Finally, the top 15 (if applicable) distance scores between the user-input actor's name and the entries in our key dictionary are presented for the user to select from. Along the way, should users choose to not match any actor names (ie. to skip them), or to input their own custom names, the unmatched_indices and custom_indices will be generated respectively to note user's input for these names and allow for further inspection.

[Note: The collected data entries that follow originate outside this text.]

PR #154, opened 2026-02-02
refactor: move feedback and upgrade under `sentry cli` command

BYK:
## Summary

Group CLI meta-commands under a new `cli` subcommand to avoid collision with the existing Sentry Feedback feature (user feedback on issues).

## Changes

**Commands:**
- `sentry feedback` → `sentry cli feedback`
- `sentry upgrade` → `sentry cli upgrade`
- Removed `sentry update` alias

**Files:**
- Created `src/commands/cli/` with `index.ts`, `feedback.ts`, `upgrade.ts`
- Updated `src/app.ts` to use `cliRoute`
- Updated version check notification message
- Updated all documentation (`commands/cli/`, SKILL.md files)

## Breaking Changes

Users will need to use `sentry cli feedback` and `sentry cli upgrade` instead of the old top-level commands.

### DIFF
--- a/test/commands/cli.test.ts
+++ b/test/commands/cli.test.ts
@@ -6,28 +6,8 @@
 
 import { afterEach, beforeEach, describe, expect, mock, test } from "bun:test";
 import { feedbackCommand } from "../../src/commands/cli/feedback.js";
-import { cliRoute } from "../../src/commands/cli/index.js";
 import { upgradeCommand } from "../../src/commands/cli/upgrade.js";
 
-describe("cliRoute", () => {
-  test("is exported and defined", () => {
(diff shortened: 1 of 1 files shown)


test/commands/cli.test.ts
```diff
@@ -0,0 +1,212 @@
...
+  test("is exported and defined", () => {
+    expect(feedbackCommand).toBeDefined();
+  });
+});
+
+describe("upgradeCommand", () => {
+  test("is exported and defined", () => {
+    expect(upgradeCommand).toBeDefined();
+  });
+});
```
BYK: These are silly tests. Use e2e tests for these.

For the sake of this vignette, we will not clean the entire dataset. Instead, the below examples are selected to show the various options that users have when using the function, and how to proceed in each case.

To call the function, simply call phonetify_names() with the dataset that needs to be cleaned and the dictionary to clean it with. The function will return a cleaned dataset, so be sure to assign that to a name in order to store the results. We consider a few examples from the function below.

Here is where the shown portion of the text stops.